Actually, I’m trying to get your attention. Of course we can’t ignore our project team members. What they say or have to say on topics definitely matters. The input they give for key decisions is important. And certainly the feedback and – and, yes criticism - they may have for us on our performance and decisions and oversight is helpful some of the time or most of the time, but necessarily all of the time.


Here’s the thing. As project managers – especially if we have four, five or six projects on our plate at any given time, it can be easy to take whatever they tell us as the absolute truth or as completely accurate…and run with it – especially if we don’t have a lot of extra time to consider it. That can be dangerous. Just as dangerous as, say, listening to the customer and accepting everything they say as accurate without asking any probing questions. If you’ve ever done that then you know how that can sometimes lead you down the path of destruction, right? So why do it with our team? Certainly, they mean no harm (and if you find out that for some reason they are trying to undermine you, have them removed from the project immediately…but that is probably the rarest of cases).

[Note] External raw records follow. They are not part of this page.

PR #8831, opened 2022-05-06
Fix parent_select optional scheme

rob05c:
Fixes core strategies and parent_select plugin scheme to be optional, and adds a test.

Backstory: some time ago I noticed the strategies.yaml scheme was optional, and a strategy without a scheme would match a host without a scheme. This behavior seemed to be incidental, but it made it much easier for me to generate config, it would have been difficult to get the scheme in the parent generation, all that logic lived in a separate area of our code for remap generation. And the "scheme" isn't actually used by the strategy for anything except matching hosts; the actual scheme used for upstream requests is always the remap target scheme.

So I documented the behavior:
https://docs.trafficserver.apache.org/en/latest/admin-guide/files/strategies.yaml.en.html
> scheme: Indicates which scheme the strategy supports, http or https. Note this is only used to match hosts to strategies; the actual scheme used in the upstream request will be the scheme of the remap.config target, regardless of this value. The scheme is optional, and strategies without a scheme will match hosts without a scheme. This allows for omitting the scheme if hosts are not shared between strategies, or if all strategies using a given host use the same scheme.

This was broken recently, and changed to reject strategies.yaml files without schemes (as part of a larger validation PR). Which broke all our generated strategies.yaml files.

This PR fixes it to match the docs, and adds an autest to ensure it doesn't break again, and also comments in the code to make the intent clear.

### DIFF
--- a/plugins/experimental/parent_select/strategy.cc
+++ b/plugins/experimental/parent_select/strategy.cc
@@ -71,6 +71,7 @@ PLNextHopSelectionStrategy::Init(const YAML::Node &n)
   bool self_host_used = false;
 
   try {
+    // scheme is optional, and strategies with no scheme will match hosts with no scheme
     if (n["scheme"]) {
       auto scheme_val = n["scheme"].Scalar();
       if (scheme_val == "http") {
@@ -78,9 +79,7 @@ PLNextHopSelectionStrategy::Init(const YAML::Node &n)
       } else if (scheme_val == "https") {
         scheme = PL_NH_SCHEME_HTTPS;
       } else {
-        scheme = PL_NH_SCHEME_NONE;
-        PL_NH_Note("Invalid 'scheme' value, '%s', for the strategy named '%s', setting to PL_NH_SCHEME_NONE", scheme_val.c_str(),
-                   strategy_name.c_str());
+        PL_NH_Note("Invalid scheme '%s' for strategy '%s', setting to NONE", scheme_val.c_str(), strategy_name.c_str());
       }
     }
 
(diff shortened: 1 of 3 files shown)


plugins/experimental/parent_select/strategy.cc
```diff
@@ -71,16 +71,15 @@ PLNextHopSelectionStrategy::Init(const YAML::Node &n)
...
       auto scheme_val = n["scheme"].Scalar();
       if (scheme_val == "http") {
         scheme = PL_NH_SCHEME_HTTP;
       } else if (scheme_val == "https") {
         scheme = PL_NH_SCHEME_HTTPS;
       } else {
-        scheme = PL_NH_SCHEME_NONE;
-        PL_NH_Note("Invalid 'scheme' value, '%s', for the strategy named '%s', setting to PL_NH_SCHEME_NONE", scheme_val.c_str(),
-                   strategy_name.c_str());
+        PL_NH_Note("Invalid scheme '%s' for strategy '%s', setting to NONE", scheme_val.c_str(), strategy_name.c_str());
```
ywkaras, line 82: Since this isn't a constructor, seem slightly fragile to assume data member contain values set at construction.  Hopefully no one ever assumes this function can re-init as well as init.

plugins/experimental/parent_select/strategy.cc
```diff
@@ -395,16 +394,16 @@ template <> struct convert<PLNHProtocol> {
...
-      if (node["scheme"].Scalar() == "http") {
+      const auto scheme_val = node["scheme"].Scalar();
+      if (scheme_val == "http") {
         nh.scheme = PL_NH_SCHEME_HTTP;
-      } else if (node["scheme"].Scalar() == "https") {
+      } else if (scheme_val == "https") {
         nh.scheme = PL_NH_SCHEME_HTTPS;
       } else {
-        throw YAML::ParserException(node["scheme"].Mark(), "no valid scheme defined, valid schemes are http or https");
+        PL_NH_Note("Invalid scheme '%s' for protocol, setting to NONE", scheme_val.c_str());
```
ywkaras, line 405: ditto

ywkaras (approved):

plugins/experimental/parent_select/strategy.cc
rob05c: I didn't write the func, it's inherited from core. But it has to exist because the object is constructed by the YAML library.

I think `Init` is effectively like a constructor, because we can't construct, since we can't prevent the YAML library from doing the construction.

But, I think `Init` does make that assumption. There are probably other data it doesn't reset either. I don't object to making Init safe in case someone re-init's an object, and resetting all members to their defaults, but that's probably a larger change and might be better as its own PR

zwoop:
Cherry-picked to v9.2.x

PR #8832, opened 2022-05-06
Make post-early-return Au test more robust.

ywkaras:
Adds a delay between starting the origin server (an nc -l command)
for each test run and sending the POST request.


ywkaras:
This test seems stable in CI checks for PRs, but (without this change) fails frequently in my local test environment (a podman container on RHEL8).  Seems prudent to make it more robust.

zwoop:
Cherry-picked to v9.2.x

PR #8835, opened 2022-05-09
Remove incorrect comment from base64 functions

### LINKED ISSUE #7108: Comment for ats_base64_ functions seems wrong
The comment says functions return pointers for malloc-ed buffers, but the implementations don't seem like so.
https://github.com/apache/trafficserver/blob/c196db5f0a5b957983351ad51ef360bfc68fbd66/include/tscore/ink_base64.h#L34-L35

moonchen:
These functions have been changed to use user-supplied string buffers instead of allocating.  The comment is incorrect and confusing.

This fixes #7108.

### DIFF
--- a/include/tscore/ink_base64.h
+++ b/include/tscore/ink_base64.h
@@ -31,9 +31,6 @@
  * authentication scheme does not require them.  This implementation is
  * intended for web-related use, and line breaks are not implemented.
  *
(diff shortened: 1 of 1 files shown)


randall:
[approve ci autest]

zwoop:
Cherry-picked to v9.2.x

What information they give you or decision input they provide may be entirely accurate. What I’m saying is to think things through…count to ten…whatever you have to do in order to not just act and react on the information your team or anyone provides you on a project. Information is great…but it can also be dangerous if it’s inaccurate. Check it out…think it through.


Here’s what I do to ensure that I don’t react too quickly to the information flow on the project (and for the purpose of this article and this discussion, we’re going to assume this is focused on information of significant importance or potential ‘value’ to the project and team)….


Listen carefully


First, and foremost, if we are going to be good communicators (which is absolutely essential for project managers), we must be good listeners. If we never listen well, then we stand a good chance of getting inaccurate info that will be entirely our fault. Any resulting decisions or actions based on information we get will likely be the wrong decision or action. Listen first, then move on.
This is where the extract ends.